Peanut butter is a pantry staple in most households. Besides being delicious, there’s just so much you can do with it (make sandwiches, bake cookies, spread it on pancakes, create sauces or dips, just to name a few ideas). Most of us know it’s a good protein source and can be a healthy addition to our diets.
But recently, almond butter has shot to the top as a direct competitor to our favorite classic spread. Sunflower butter also showed up, a good alternative if anyone in your family suffers from peanut allergies. Other nut butters are available, too, further expanding the selection – and perhaps causing a little confusion as to what’s best in terms of actual nutrition.
All of these spreads offer different benefits, along with the option to add variety to our diets. Let’s take a closer look at the nutrient info for different types of nut butters.
What is the healthiest nut butter?
1. Peanut butter
The peanut butter aisle can be overwhelming, with so many brands, varieties (creamy vs. crunchy, etc.) and sizes to choose from. When considering price, peanut butter is the cheapest and smartest option nutritionally. With 8 grams of protein per serving, it packs a great nutritional punch. It’s also made up of mostly healthy unsaturated fats, mono- and polyunsaturated fats, which are encouraged as part of a healthy diet.
Natural peanut butter is the purest type. The ingredients list typically consists of peanuts and sometimes salt. Avoid brands that add sugar, oils and preservatives. The traditional shelf-stable peanut butter you grew up with is often filled with added oils such as palm oil and added sugar in the form of molasses or honey. These are ingredients we simply don’t need in our diets.

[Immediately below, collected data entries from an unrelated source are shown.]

Issue #555, opened 2026-07-26
reducer="umap" (now the BERTopic/Top2Vec default) collapses to ~2 topics on real embeddings: UMAP layout stage, not HDBSCAN/init/epochs


nealcaren:
## Summary

Since #549/#550 made `reducer="umap"` the **default** for `BERTopic` and `Top2Vec`
(0.50.0), the default embedding-clustering path is driven by topica's in-house Rust
UMAP (`src/umap.rs`). On real sentence embeddings that reducer is **unstable and
collapse-prone**: for moderate corpora it produces a layout that HDBSCAN merges into
**~2 topics on the large majority of seeds**, where the reference `umap-learn` reliably
recovers dozens — under *either* spectral or random init. The cluster structure survives
topica's reduction (KMeans and trustworthiness match `umap-learn`); what is missing is the
**density separation HDBSCAN needs**. The defect is in topica's UMAP **layout
optimization**, not in HDBSCAN, c-TF-IDF, initialization, or the epoch budget. I have
isolated the stage but **not** the precise numerical cause.

This is a correctness/robustness issue for the default surface, not a tuning nit.

> **Correction note (supersedes an earlier draft of this issue): the cause is NOT random
> initialization.** `umap-learn` with `init="random"` separates fine here (14–33 topics
> every seed), and raising topica's `n_epochs` to 2000 does not reliably help (it improves
> one seed, *worsens* another). Both hypotheses are falsified below. The prior #343
> ablation ("init irrelevant") holds; the divergence is elsewhere in the layout SGD.

## Reproduction

20 Newsgroups (train, headers/footers/quotes stripped), `all-MiniLM-L6-v2` embeddings,
matched config throughout: UMAP `n_neighbors=15, n_components=5, min_dist=0.0,
metric="cosine"`; HDBSCAN `min_cluster_size=10, euclidean, eom`. The *same* `hdbscan`
library clusters every reduction, so any difference is attributable **only** to the
reducer.

### 1. End-to-end BERTopic parity (N=800), stage-decomposed

| stage | topics (topica/ref) | noise | ARI | top-word Jaccard |
|---|---|---|--:|--:|
| **A** end-to-end: `topica.BERTopic(reducer="umap")` vs `bertopic` pkg | **2 / 13** | 0% / 12% | **0.069** | 0.53 |
| **B** HDBSCAN-only: topica clusters `umap-learn`'s reduction directly | 13 / 13 | 15% / 12% | **0.939** | 0.70 |

[...]

PR #558, opened 2026-07-26
perf(bertopic): sparse + parallel approximate_distribution, bit-identical (#557)

### LINKED ISSUE #557: perf: BERTopic.fit approximate_distribution is O(docs·windows·topics·V), single-threaded — dominates fit on medium corpora
## Summary

`topica::bertopic::approximate_distribution` (src/bertopic.rs:433) is the wall-clock
bottleneck of `BERTopic.fit` on medium/large corpora. Native-stack sampling of a
`topica.BERTopic(reducer="umap").fit(...)` on **5000 congressional bills** (MiniLM,
mcs=10) showed **99% of one core sitting in `approximate_distribution` for 70+ minutes** —
the UMAP reduce, HDBSCAN, and c-TF-IDF were all comparatively trivial. It is called
**unconditionally** in `fit_bertopic` (src/bertopic.rs:264), so every `.fit()` pays it.

Discovered while validating the #555 UMAP fix on a second dataset (the correctness fix is
unrelated and already merged in #556).

## Why it is slow

Per document, per sliding window (default `window=4, stride=1` ⇒ ≈ one window per token,
i.e. hundreds of windows for a long bill), the inner loop:

1. allocates **two dense vocab-length (`V`) vectors** (`counts`, `vec`) even though a
   window has ≤ `w` nonzero tokens (src/bertopic.rs:458-471);
2. calls `cosine(&vec, row)` against **every one of `num_topics` topic rows**, each an
   **O(V)** dense pass (src/bertopic.rs:472-477);
3. `cosine` (src/bertopic.rs:498) **recomputes the topic row's norm `nb` on every call**,
   though it is constant across all windows and documents.

Total cost ≈ **O(n_docs · windows_per_doc · num_topics · V)**, entirely single-threaded.
On the congress run that is 5000 · (hundreds) · ~111 · V.

## Suggested fixes (all determinism-preserving)

- **Sparse windows.** A window has ≤ `w` nonzero tokens; compute each cosine's dot and the
  window-vector norm from just those nonzeros (ascending token order ⇒ the accumulation
  sequence of nonzero terms is identical to the dense pass, so results stay **bit-identical**).
  Cuts the per-window-per-topic cost from O(V) to O(w).
- **Precompute topic-row norms once** instead of inside `cosine` per call.
- **Parallelize the outer `docs.iter()` with rayon** (`par_iter`) — each document is
  independent; collecting in order preserves determinism.
- Optionally gate the whole step behind a `calculate_distribution=`-style flag (upstream
  BERTopic computes `approximate_distribution` only on explicit request), but the default
  should be fast enough not to need opting out.

Expected: congress 5000-doc fit from ~70 min to seconds, with a bit-identical `doc_topic`.

## Repro

`topica.BERTopic(reducer="umap", min_cluster_size=10).fit(docs, emb)` on ~5000 medium-length
documents; sample the process (`sample <pid>`) and observe the stack pinned in
`approximate_distribution`.

nealcaren:
## Summary

`approximate_distribution` (`src/bertopic.rs`) dominated `BERTopic.fit` wall-clock on medium corpora. Native-stack sampling of a **5000-doc congress fit** showed **99% of one core in this function for 70+ minutes**. It is called unconditionally by `fit_bertopic`, so every `.fit()` paid it. (Found while validating the #555 UMAP fix on a second dataset — unrelated to that correctness fix.)

## Why it was slow

Per document, per sliding window (default `window=4, stride=1` ⇒ ≈ one window per token), the inner loop:
1. built two **dense vocabulary-length (`V`)** vectors for a window with ≤4 nonzero tokens;
2. ran a full **O(V)** `cosine` against **every** topic row;
3. recomputed each topic row's L2 norm **on every one of those calls**.

Total: **O(docs · windows · topics · V)**, single-threaded.

## Rewrite

- Keep only the window's nonzero `(token, weight)` pairs → per-window cosine drops from O(topics·V) to **O(topics·w)**.
- Precompute each topic row's norm **once**.
- Parallelize the outer document loop with **rayon** (each doc independent; ordered collect preserves determinism).

## Bit-identical

Iterating the window's nonzero tokens in **ascending index order** reproduces the exact floating-point accumulation of the dense `t=0..V` loop (skipped entries add exactly `0.0`); the topic-row norm is summed in the same order; zero-norm windows/rows contribute `0.0` (skipped) exactly as `cosine` returned `0.0` and failed the `sim > 0` gate before. So `doc_topic` is unchanged to the last bit.

New regression test `approximate_distribution_bit_identical_to_dense` asserts the new impl equals the **verbatim pre-#557 dense reference** across OOV tokens (≥V), repeated tokens, `reduce_frequent` on/off, a nonzero `min_similarity` gate, and varied window/stride. The two existing `approximate_distribution` tests pass unchanged.

## Result

| | before | after |
|---|--:|--:|
| congress 5000-doc `BERTopic.fit` (umap, seed 0) | ~72 min | **5.5 s** |
| `doc_topic` | — | bit-identical |

## Process

Diagnosis + plan independently reviewed by a cross-family (Gemini pro) pass, which confirmed the bit-identity argument (IEEE-754 `x + 0.0 == x`, ascending-order accumulation, rayon order-preservation) and **rejected two alternative algorithms** (incremental sliding window; per-token precomputed contributions) as non-bit-exact and no faster.

## Verification
- Full gate green: `./scripts/preflight.sh` + `3876 passed` pytest + `cargo test --lib`.
- Kept the eager-at-fit contract (no `calculate_distribution` flag): the sparse+parallel version is cheap enough that the default needs no opt-out, and `doc_topic` is a required cross-model `Estimator` surface.

Closes #557

### DIFF
--- a/src/bertopic.rs
+++ b/src/bertopic.rs
@@ -31,6 +31,7 @@
 //! does not embed the text.
 
 use crate::{cluster, reduce, represent};
+use rayon::prelude::*;
 
 /// A fitted BERTopic model. Exposes the branch's shared surface: `topic_word`
 /// (K x V, normalized c-TF-IDF), `doc_topic` (D x K, the approximate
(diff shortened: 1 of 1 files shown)


nealcaren:
## Adversarial review (Codex, gpt-5.6-sol, high effort)

Ran an adversarial pass tasked with *breaking* the bit-identity claim. Verdict: **"Within the intended finite K×V invariant, I found no actual differing bit."** It surfaced one real regression and some hardening asks, all addressed in the amended commit:

**Fixed — real regression:** `Vec::with_capacity(window)` could panic with capacity-overflow for a huge public `window` (constructor / `.approximate_distribution()` / Python binding); the dense path allocated `V`-sized buffers and never had this. Now bounded by `w.min(doc.len())`. Verified a `2^63` window returns cleanly via the Python binding.

**Fixed — test gaps:** the bit-identity regression test now includes empty docs, an all-OOV doc, a zero-norm topic row, an oversized window (10000), the exact `min_similarity` boundary, and `num_topics == 0`.

**Fixed — claim wording:** the "adds exactly 0.0" comment now scopes the bit-identity guarantee to a fitted model (finite rows, `num_topics` rows each of length `V = idf.len()`); a `debug_assert` documents that invariant. The only way to violate it is ragged/non-finite hand-constructed input, unreachable from a fitted model.

Full gate re-run green (preflight + 3876 pytest + rust lib); the 3 `approximate_distribution` Rust tests pass.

If natural peanut butter is new to you, here’s a helpful tip. Store your jar of natural peanut butter upside down (or flip it for at least 4-6 hours before using). This allows the oil to seep into the peanuts and will give it a similar consistency to the peanut butter you’re used to. If your desired texture is a little thicker, keep the jar in the fridge once you’ve opened it.
Almond butter is similar to peanut butter in terms of calories, fat, protein and carbohydrates. It offers 3 grams more of heart healthy monounsaturated fat compared to peanut butter. It’s also typically lower in sugar and provide 60 milligrams more calcium than peanut butter (which usually delivers between 15 and 20 milligrams). Almond butter is a good option for anyone with peanut allergies looking to satisfy a nutty craving.
As with natural peanut butter, you’ll want to look for an option in which the only ingredients are the nut itself. You may see “almonds” or “dry roasted almonds” listed. Almond butter is considered a premium option in the world of nut butters, so you can expect a higher price point per jar.
3. Cashew butter
Compared to its counterparts, cashew butter is less nutritionally dense. It tends to be lower in protein, with only 3 grams per serving. But it’s also slightly lower in fat per serving than other nut butters.
If cashew butter is a staple in your pantry, keep in mind it shouldn’t be because cashews are healthier than almonds or peanut butter. But cashew butter can add variety to your diet – with nutrients such as phosphorus, magnesium and copper.
Note: Cashews are considered part of the tree nut family, which may be a problem for those who also have peanut allergies.
Technically a seed butter, not a nut butter, sunflower butter has skyrocketed in popularity as a peanut butter replacement for those with allergies. With many schools prohibiting peanut butter today, sunflower butter and jelly sandwiches are a popular PB&J replacement.
Sunflower butter offers 8 grams of protein per serving, and it’s richer in vitamin E than peanut butter (delivering 4 times as much!). It’s much lower in calcium compared to spreads made from tree nuts, typically only delivering 1 gram per serving.
As with other spreads, it’s important to look for varieties that don’t contain added sugars or oils.
Hazelnut butter has been around for longer than most realize. It’s often considered more of a dessert-like treat than other nut butters, usually made with more sugar and sometimes even added chocolate. This spread is dangerously delicious and rich, so aim to keep serving size in check when enjoying it.
Health benefits of hazelnut butter include two times more vitamin E than peanut butter and 4 grams of protein per serving.